When I was a teenager it was Lil’ Kim’s lewdness that meant the most, because it never felt like a for-the-sake-of-it endeavour, but always as though she was making a point about femininity and strength. More recently it is the lyrics of the delightfully uncategorizable Santigold that I play over and over again in my head when I’m feeling fearful and my brain needs an infusion of courage. On the way to work, I sing to myself, “I know someday they’ll make a martyr out of me.”

I wouldn’t put Azealia Banks is in the same league as these ladies who are my personal hall of famers—she is too young in age and career, and I have no idea where she’ll go or if she’ll be more than that one rude hit wonder. But more than any artist new artist she interests me. Azealia Banks vibrates with energy and brims with playful audacity, and I can’t help but root for her.


  1. I’m always excited to find new artists and I was willing to give rap another try, but I’m afraid Azealia’s music just doesn’t click with me… I just can’t will myself to like it. Yes, I listened to more than five songs. Do I still get points for trying?

  2. I love her honesty and can see her going far. We need less barbies and more creative, true artists for our young girls.
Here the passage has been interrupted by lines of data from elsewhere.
PR #1855, opened 2019-10-03
Upgrade setuptools.depends to importlib from depracated imp

isidentical:
### Summary
Fix;
```console
(.venv) batuhan@x200-trisquel:~/astor$ python setup.py develop
/home/batuhan/.venv/lib/python3.8/site-packages/setuptools/depends.py:2: DeprecationWarning: the imp module is deprecated in favour of importlib; see the module's documentation for alternative uses
  import imp
```

### Pull Request Checklist
- [x] Changes have tests
- [x] News fragment added in changelog.d. See [documentation](http://setuptools.readthedocs.io/en/latest/developer-guide.html#making-a-pull-request) for details (already added about same subject

### DIFF
--- a/setuptools/_imp.py
+++ b/setuptools/_imp.py
@@ -73,4 +73,4 @@ def _resolve(spec):
 
 def get_module(module, paths, info):
     spec = importlib.util.find_spec(module, paths)
-    return importlib.util.module_from_spec(_resolve(spec))
+    return importlib.util.module_from_spec(spec)
--- a/setuptools/_imp.py
+++ b/setuptools/_imp.py
@@ -4,6 +4,7 @@ from the deprecated imp module.
 """
 
 import os
+import sys
 import importlib.util
 import importlib.machinery
 
@@ -70,7 +71,12 @@ def _resolve(spec):
         else spec
     )
 
+def _module_from_spec(spec):
+    if sys.version_info >= (3, 5):
+        return importlib.util.module_from_spec(spec)
+    else:
+        return spec.loader.load_module(spec.name)
 
 def get_module(module, paths, info):
     spec = importlib.util.find_spec(module, paths)
-    return importlib.util.module_from_spec(spec)
+    return _module_from_spec(spec)
--- a/setuptools/_imp.py
+++ b/setuptools/_imp.py
@@ -60,13 +60,17 @@ def find_module(module, paths=None):
 
 def get_frozen_object(module, paths):
     spec = importlib.util.find_spec(module, paths)
-    if hasattr(spec, 'submodule_search_locations'):
-        spec = importlib.util.spec_from_loader('__init__.py', spec.loader)
-    return spec.loader.get_code(module)
+    return spec.loader.get_code(_resolve(module))
+
+
+def _resolve(spec):
+    return (
+        importlib.util.spec_from_loader('__init__.py', spec.loader)
+        if hasattr(spec, 'submodule_search_locations')
+        else spec
+    )
 
 
 def get_module(module, paths, info):
     spec = importlib.util.find_spec(module, paths)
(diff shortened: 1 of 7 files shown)


isidentical:
apparently the error is related with https://github.com/pytest-dev/pytest/issues/2506

isidentical:
I'll change the `get_code` api calls to manually compiling / marshalling.

setuptools/tests/test_setuptools.py
```diff
@@ -64,6 +65,7 @@ def f1():
         # recognized name, not assigned
         dep.extract_constant(fc, 'z', -1) is None
 
+    @py2_only
```
pganssle: `dep.find_module` appears to be a tested part of the public API, we cannot make this test `py2_only` unless we intend to *remove* it for Python 3 users.

If we're planning to remove it for Python 3 users, we should probably remove it for Python 2 users as well, and we should go through a deprecation cycle.

setuptools/tests/test_integration.py
```diff
@@ -143,6 +143,7 @@ def test_build_deps_on_distutils(request, tmpdir_factory, build_dep):
             'tests_require',
             'python_requires',
             'install_requires',
+            'long_description_content_type'
```
pganssle: Why is this test changed?

setuptools/tests/test_setuptools.py
isidentical: If you want to keep it, i can make it working with importlib on py3+, i thought the `find_spec` solves the problem so this is not needed on py3+

isidentical:
I dont know why but when i force pushed my branch, github auto closed this PR for me? I can't reopen it either so i'll make another one
image

isidentical:
All done, it is working as expectedly. No API changed.

jaraco:
I really hate how entangled these behaviors are... and how messy the code will continue to be even after python 2.7 support is dropped. I've got a patch incoming that I think helps.

jaraco:
Almost an hour ago, I thought I'd found a solution, but I realized used of `importlib.import_module` probably isn't the right usage... that the `paths` wasn't being honored. So I re-did the work and found that tests were failing, specifically with `setuptools._imp.get_module()`.

I think things are working in that last commit.

@isidentical can you review this latest change and in particular explain what the code in _imp._resolve is meant to do? ...and whether it should be called in _imp.get_module?

Thanks.

isidentical:
now it passes py27 tests (a little fix about `imp.load_module`

isidentical:
py34 tests are passing (use `module_from_spec` if py35+)

isidentical:
> @isidentical can you review this latest change
done

> explain what the code in _imp._resolve is meant to do?
when i was testing my initial patch i encountered with a case but i dont think it is needed here.

setuptools/_imp.py
```diff
@@ -0,0 +1,70 @@
...
+    else:
+        path = None
+        suffix = mode = ''
+
+    return file, path, (suffix, mode, kind)
+
+
+def get_frozen_object(module, paths):
+    spec = importlib.util.find_spec(module, paths)
+    return spec.loader.get_code(_resolve(module))
```
jaraco: `_resolve` was removed, but it's still referenced here. Is it needed?

isidentical: nop, 
```py
 $ python
Python 3.8.0 (default, Oct 14 2019, 21:29:03)
[GCC 7.4.0] on linux
>>> from setuptools._imp import get_frozen_object
>>> get_frozen_object("__hello__")
<code object <module> at 0x7f5c5e76bbe0, file "Tools/freeze/flag.py", line 1>
```

isidentical:
Thanks

jaraco:
This change was implicated in #1896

  3. I like her.A group of friends of mine discussed her video (after me and another person,who saw the video months before,introduced the vid to our othet friends) and her audacity…Our conclusion was how now she can be considered in the same league as the aforementioned artists of the black female persuasion (I also put Erykah Badu,Betty Davis,Kelis and Jack Davey of J*Davey in this category) that challenges the stereotype of the image black women that is a truth,rather than being manufactured by a label.”Bad weave,thrift store finds,old hand me downs….who cares,I can still rock it like nobody’s business because my talent and my purity is what brings them to me.” is what I get from her.How many black girls we all know was the ‘oddity’ in our hood or our school (I was…still am and a grandmother…) that was not considered stereotypically ‘black’ but at the same time oh so,I applaud her.We need more artists that outside the ‘negroidian quadrilateral parallelogram’.Real will always recognize real and I hope continued fame doesn’t alter the gift of that….

  4. Vanity

    I think Azealia Banks is very refreshing in today’s syrupy music industry. The beats on P.u.s.s.y are reminiscing of the golden early 80’s sound. Her rawness and honesty is doing no harm and is somehow very welcome.
    However…because there’s always another side to one coin, the catiness and constant use of obscenities have been long tried and tested before and that was disappoints me so far with the girl. We’ve all been through times of rebellion especially in our teenage and early twenties so I guess she’s got to get that out of her system. I just hope that’s not all what’s she all about as we can definitely feel a massive potential in her.